PR #586, opened 2021-05-27
Use self link to get a resource after creating/modifying

YuKitsune:
# Background
We've found that some `POST`/`PUT` endpoints aren't guaranteed to return the same information you'd find in a `GET` request to the same resource. This means we require another round trip to the server to make sure we've got a trustworthy resource to work with.

# Results
This PR changes the behaviour of the `Create` and `Update` methods on the `OctopusClient` and `OctopusAsuntClient` to send a new `GET` request using the returned resources `Self` link.
This solution isn't ideal, but it'll keep us moving forward until a proper fix is in place.

Once a proper fix is in place for this in Octopus Server, the changes from this PR can be reverted.

# Testing
None of the existing tests are really kitted out for testing the changed made in this PR, and considering this is a temporary solution, I don't see the value in having a new unit or integration test.
I think so long as the existing tests in projects that depend on `Octopus.Client` are passing, then we can be confident that we haven't broken anything.


source/Octopus.Client/UrlHelper.cs
```diff
@@ -0,0 +1,21 @@
+using Octopus.Client.Extensibility;
+
+namespace Octopus.Client
+{
+    internal static class UrlHelper
```
MarkSiedle, line 5: A year ago I would have done it this way as well, but we've been burned by code that starts this way and are trying to limit statics to extension methods where possible.

Would there be value in making a `ResourceSelfLinkExtractor` class, who's sole job is to extract a link from a given resource? Then we just new that up as a property on the `OctopusClient` and use it multiple times.

E.g. pseudocode:
```
class OctopusClient {
   readonly ResourceSelfLinkExtractor resourceSelfLinkExtractor =  new ResourceSelfLinkExtractor();
   ...
   // Then inside whatever methods we need...
   var selfLink = resourceSelfLinkExtractor.GetSelfUrlOrNull(response.ResponseResource) ?? path;
   ...
}
```

It seems small, but we may get a lot more flexibility/control in the future if we ever wanted to tweak that during tests, and this stops static helper classes/methods like this spreading via copy/pasta.

YuKitsune: Looking back on it, I can see how this is much more maintainable. I've updated it as you've suggested in ab6490704779d9578decc92ecaa8f3e46a27407c

MarkSiedle (approved):
Looks sensible to me 👍 Ty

> **Exercise**
Please set down the entire listing once more, exactly as it stands.

> **Written reply**
PR #586, opened 2021-05-27
Use self link to get a resource after creating/modifying

YuKitsune:
# Background
We've found that some `POST`/`PUT` endpoints aren't guaranteed to return the same information you'd find in a `GET` request to the same resource. This means we require another round trip to the server to make sure we've got a trustworthy resource to work with.

# Results
This PR changes the behaviour of the `Create` and `Update` methods on the `OctopusClient` and `OctopusAsuntClient` to send a new `GET` request using the returned resources `Self` link.
This solution isn't ideal, but it'll keep us moving forward until a proper fix is in place.

Once a proper fix is in place for this in Octopus Server, the changes from this PR can be reverted.

# Testing
None of the existing tests are really kitted out for testing the changed made in this PR, and considering this is a temporary solution, I don't see the value in having a new unit or integration test.
I think so long as the existing tests in projects that depend on `Octopus.Client` are passing, then we can be confident that we haven't broken anything.


source/Octopus.Client/UrlHelper.cs
```diff
@@ -0,0 +1,21 @@
+using Octopus.Client.Extensibility;
+
+namespace Octopus.Client
+{
+    internal static class UrlHelper
```
MarkSiedle, line 5: A year ago I would have done it this way as well, but we've been burned by code that starts this way and are trying to limit statics to extension methods where possible.

Would there be value in making a `ResourceSelfLinkExtractor` class, who's sole job is to extract a link from a given resource? Then we just new that up as a property on the `OctopusClient` and use it multiple times.

E.g. pseudocode:
```
class OctopusClient {
   readonly ResourceSelfLinkExtractor resourceSelfLinkExtractor =  new ResourceSelfLinkExtractor();
   ...
   // Then inside whatever methods we need...
   var selfLink = resourceSelfLinkExtractor.GetSelfUrlOrNull(response.ResponseResource) ?? path;
   ...
}
```

It seems small, but we may get a lot more flexibility/control in the future if we ever wanted to tweak that during tests, and this stops static helper classes/methods like this spreading via copy/pasta.

YuKitsune: Looking back on it, I can see how this is much more maintainable. I've updated it as you've suggested in ab6490704779d9578decc92ecaa8f3e46a27407c

MarkSiedle (approved):
Looks sensible to me 👍 Ty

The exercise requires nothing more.